Just because we have yet to detect another layer of existence/matter/being does not exclude it from the universe as already defined.
"Universe" is, well...universal...the definition logically expandable to include new aspects as they are discovered.
What's next JP?
A debate over the number of angels on a pinhead?
In essence, you want your cake and mine as well.
Either your God created everything or not.
If so, the Intelligent Designer=God.
If not, then indeed, maybe one day as I was building clocks I created the universe.

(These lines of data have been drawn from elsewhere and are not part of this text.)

PR #3326, opened 2025-08-15
Upgrade to Rust 2024 edition

bobbobbio:


risc0/zkp/src/verify/fri.rs
```diff
@@ -126,7 +126,7 @@ where
         let final_digest = hashfn.hash_elem_slice(final_coeffs);
         self.iop().commit(&final_digest);
         // Get the generator for the final polynomial evaluations
-        let gen = <F::Elem as RootsOfUnity>::ROU_FWD[log2_ceil(domain)];
+        let gen_ = <F::Elem as RootsOfUnity>::ROU_FWD[log2_ceil(domain)];
```
flaub, line 129: What's this about?

bobbobbio: https://doc.rust-lang.org/edition-guide/rust-2024/gen-keyword.html

PR #311, opened 2018-10-05
feat(logout): handle null and undefined on nameQualifier

sibelius:
microsoft outlook returns

`nameQualifier`
`spNameQualifier`

as `null` instead of `undefined`

so this PR address this to handle both null and undefined


markstos:
I manually tested the logic before and after several values: undefined, null, '', 'string', and 0.  

I found that the only change in the logic was to treat both "undefined" and "null" the same way, as intended, I'm merging this.

Some automated tests here could be helpful to prevent a related regression in the future.

PR #314, opened 2018-10-15
Validate issuer on logout requests/responses if configured

stavros-wb:
I've added documentation on `samlIssuer` and also made its validation optional (just as `InResponseTo`). This should actually be a part of https://github.com/bergie/passport-saml/pull/277

### DIFF
--- a/README.md
+++ b/README.md
@@ -125,6 +125,8 @@ type Profile = {
   * `validateInResponseTo`: if truthy, then InResponseTo will be validated from incoming SAML responses
   * `requestIdExpirationPeriodMs`: Defines the expiration time when a Request ID generated for a SAML request will not be valid if seen in a SAML response in the `InResponseTo` field.  Default is 8 hours.
   * `cacheProvider`: Defines the implementation for a cache provider used to store request Ids generated in SAML requests as part of `InResponseTo` validation.  Default is a built-in in-memory cache provider.  For details see the 'Cache Provider' section.
+ * **Issuer Validation**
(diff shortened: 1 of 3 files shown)


stavros-wb:
@markstos can you take a look?

README.md
```diff
@@ -125,6 +125,8 @@ type Profile = {
   * `validateInResponseTo`: if truthy, then InResponseTo will be validated from incoming SAML responses
   * `requestIdExpirationPeriodMs`: Defines the expiration time when a Request ID generated for a SAML request will not be valid if seen in a SAML response in the `InResponseTo` field.  Default is 8 hours.
   * `cacheProvider`: Defines the implementation for a cache provider used to store request Ids generated in SAML requests as part of `InResponseTo` validation.  Default is a built-in in-memory cache provider.  For details see the 'Cache Provider' section.
+ * **Issuer Validation**
+  * `samlIssuer`: if provided, then the IdP issuer will be validated for incoming Logout Requests/Responses
```
markstos: I think it could be helpful to add an example at the end of this line that shows an example expected value for `samlIssuer`.  The name here is also confusing, since we have both `issuer` and `samlIssuer`. 

As I understand `issuer` is *our name*-- the name of the Service Provider, while `samlssuer` is the expected name of the IdP that we validate against. Is that correct?  Perhaps 'responseIssuer` would be clearer?

Including as "saml" as a prefix does not help much at all, because the entire module has to do with SAML.

stavros-wb: I see, that's a valid point, but `responseIssuer` isn't really better, since this is validated in requests as well.

What do you think for `idpIssuer`?

markstos: Perfect. Thanks.

stavros-wb: done

PR #317, opened 2018-10-30
Manually applying changes from fork to workaround inclusive namespaces

couilllard45682:
Source: https://github.com/mindspacepdx/passport-saml/pull/1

You still owe me for Scotland, BTW.
Everyone else has paid up but you guys.
Fair enough, points well made. If we take the universe as meaning everything, everywhere and not just a finite "universe" in which we live then you are indeed correct.

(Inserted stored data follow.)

PR #341, opened 2019-01-24
Remove InResponseTo value if response validation fails

Archinowsk:
InResponseTo value is used to verify that the response is for a valid request. If InResponseTo doesn't match a request the response is invalid. This is a cheap verification before more expensive cryptographical validation.

If cryptographical validation fails the response is most likely invalid and the corresponding InResponseTo value should be removed so no further calls can be made using it.

### DIFF
--- a/lib/passport-saml/saml.js
+++ b/lib/passport-saml/saml.js
@@ -721,7 +721,14 @@ SAML.prototype.validatePostResponse = function (container, callback) {
   })
   .fail(function(err) {
     debug('validatePostResponse resulted in an error: %s', err);
-    callback(err);
+    if (self.options.validateInResponseTo) {
+      Q.ninvoke(self.cacheProvider, 'remove', inResponseTo)
+      .then(function() {
+        callback(err);
+      });
+    } else {
+      callback(err);
+    }
   })
   .done();
 };
--- a/test/tests.js
+++ b/test/tests.js
@@ -535,13 +535,13 @@ describe( 'passport-saml /', function() {
                 var query = response.headers.location.match( /^[^\?]*\?(.*)$/ )[1];
                 encodedSamlRequest = querystring.parse( query ).SAMLRequest;
               }
-  
+
               var buffer = Buffer.from(encodedSamlRequest, 'base64');
               if (check.config.skipRequestCompression)
                 helper(null, buffer);
               else
                 zlib.inflateRaw( buffer, helper );
-  
+
               function helper(err, samlRequest) {
                 try {
                   should.not.exist( err );
@@ -772,7 +772,7 @@ describe( 'passport-saml /', function() {
           try {
             var id = doc['samlp:LogoutRequest']['$']["ID"];
             var issueInstant = doc['samlp:LogoutRequest']['$']["IssueInstant"];
-  
+
             id.should.be.an.instanceOf(String);
             issueInstant.should.be.an.instanceOf(String);
             cacheSaveSpy.called.should.eql(true);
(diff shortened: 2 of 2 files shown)


markstos:
@josecolella Would you mind peer-reviewing this?

lib/passport-saml/saml.js
```diff
@@ -704,7 +704,15 @@ SAML.prototype.validatePostResponse = function (container, callback) {
...
   .fail(function(err) {
     debug('validatePostResponse resulted in an error: %s', err);
-    callback(err);
+    if (self.options.validateInResponseTo) {
+      Q.ninvoke(self.cacheProvider, 'remove', inResponseTo)
+      .then(function() {
+        callback(err);
+      });
+    }
+    else {
```
cjbarth: nit: The rest of the code uses `} else {` instead of putting that on two lines.

markstos:
@Archinowsk or @cjbarth Could you link the part of the SAML spec that deals with InResponseTo validation, for reference?

Archinowsk:
Squashed commits and fixed formatting as @cjbarth suggested.

I tried running tests against master and the same tests fail.


Is this ok for specs?

http://docs.oasis-open.org/security/saml/v2.0/saml-sec-consider-2.0-os.pdf

"6.1.3 Message Insertion

Threat: A fabricated request or response is inserted into the message stream. A false response such as a spurious “yes” reply to an authorization decision query or the return of false attribute information in response to an attribute query may result in inappropriate receiver action. 

Countermeasures: The ability to insert a request is not a threat at the SOAP binding level. The threat of inserting a false response can be a denial of service attack, for example returning SOAP Faults for responses, but this attack would become quickly obvious. The more subtle attack of returning fabricated responses is addressed in the SAML protocol, appropriate since according to the SOAP Binding definition each SOAP response must contain a single SAML protocol response unless it contains a fault. The SAML Protocol addresses this with two mechanisms, correlation of responses to requests using the required **InResponseTo** attribute, making an attack harder since requests must be intercepted to generate responses, and through the support origin authentication, either via signed SAML responses or through a secured transport connection such as SSL/TLS."

markstos:
I want to make sure I understand this by explaining this in my own words:

`InResponseTo`  should only be used for one request/response cycle.

This patch is addressing a case where a response fails cryptographically. When this happens, the updated code will remove the related `InResponseTo` from the internal cache.

The benefit is that future attempts to respond using the same InReponseTo value will fail faster because `InResponseTo` is checked before the cryptographic check.

Are we on the same page about that?

However, it looks like the last release accidentally reverted an improvement to `InResponseTo` validation. See my note at: https://github.com/bergie/passport-saml/commit/7674e18e#r32746468

I think the other issue needs to be addressed as part of merging and releasing this. 

And yes, there are some unrelated tests failing on master that need to be addressed. A separate PR is welcome to address those. It looks like there was a bad merge recently. 

CC: @josecolella

Archinowsk:
Yes, you described the logic correctly.

cjbarth:
@Archinowsk I find that there is a clean merge of `master` into this branch and all the tests pass. If @markstos would restart the Travis CI build again, I think the merge would succeed.

Otherwise, I can't write to your branch, so I merged `bergie:master` into `Archinowsk:remove-inresponseto-if-response-validation-fails` and pushed that to `cjbarth:remove-inresponseto-if-response-validation-fails`, so you can feel free to add my source as an origin and then `reset --hard` to `cjbarth:remove-inresponseto-if-response-validation-fails` and push that up to `Archinowsk:remove-inresponseto-if-response-validation-fails` which should kick off this CI job again and get everything working again.

Also, I see that your clone of this project has lots of little changes. Is there any interest on your part in getting those pushed upstream for us all to benefit from? If you need help, please let me know.

markstos:
@cjbarth Thanks for helping move things along!

Archinowsk:
Thanks, @cjbarth! Pushed changes and the build is passing now. Ended up cleaning some whitespaces in the process.

> Also, I see that your clone of this project has lots of little changes. Is there any interest on your part in getting those pushed upstream for us all to benefit from? If you need help, please let me know.

I'm working with a project that has its own fork: https://github.com/vrk-kpa/suomifi-passport-saml. We have been adding suitable fixes to the upstream but there are lots of stuff that would not make sense in a standard implementation :).

test/tests.js
```diff
@@ -968,16 +968,44 @@ describe( 'passport-saml /', function() {
...
+        var samlObj = new SAML( samlConfig );
+
+        // Mock the SAML request being passed through Passport-SAML
+        samlObj.cacheProvider.save(requestId, new Date().toISOString(), function(){});
+
+        samlObj.validatePostResponse( container, function( err, profile, logout ) {
+          should.exist( err );
+          err.message.should.match("Invalid signature");
+          samlObj.validatePostResponse( container, function( err, profile, logout ) {
+            should.exist( err );
```
cjbarth: This `done()` is in a callback, so it needs to be in a `try...catch` block, otherwise a failure here will be reported as a timeout when the tests runs.

Archinowsk: Good catch, fixed!

There was also one Buffer() remaining so I updated it to Buffer.from().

I agree that the Intelligent Designer must logically be God.
I had more taken the view that there was more than one "universe", meaning that a being from another, older one may have designed ours.
I had also taken the view that ultimately it was God who had created this "multiverse".
I think you fellows are missing the point.Quote:
Originally Posted by JPaul
I.D. is being offered anew as a "third" way, so to speak; the strict view of evolutionists presents I.D. as an allusion to Religion (even worse, Christian religion!) and Godly oversight.
For (most) Christians-the choir, in this case-the very idea of I.D. represents an idea they've never needed to be sold.
It is not beyond the realm of possibility (nor could any truly open-minded person deny) that there might be a third way.
I mean, such a being would only have to be vested with slightly more power than man currently is as viewed by the "Global-Warming is Man's Fault" theorists, and they pretty much get a free ride when other more easily-credible (read: obviously non-religious) ideas get the full-on skeptic treatment from the media and other know-nothings like us.
Funny what this all-pervading and undifferentiated fear can make people do and say.
As to whether or not such should be part of school curricula, wither those who feel youngsters should be trusted in matters of life-and-death (abortion/soldiering, etc.), but would also keep them from the perilous decisions anent Intelligent Design, Evolution and/or Religion.
Smacks of inconsistancy.
No, I think you ( and all proponents of this nonsense) are trying to obfuscate it.Quote:
Originally Posted by j2k4
The "point" of ID as it is being packaged for sale is to get religion taught as science.
Period.
Day One, third period...Science class.
"Today we will be exploring the theory of Intelligent Design."
"Who is the Intelligent Designer?"
"Ummmm...we don't know, but it's NOT God!"
"Right then, what do we talk about tomorrow?"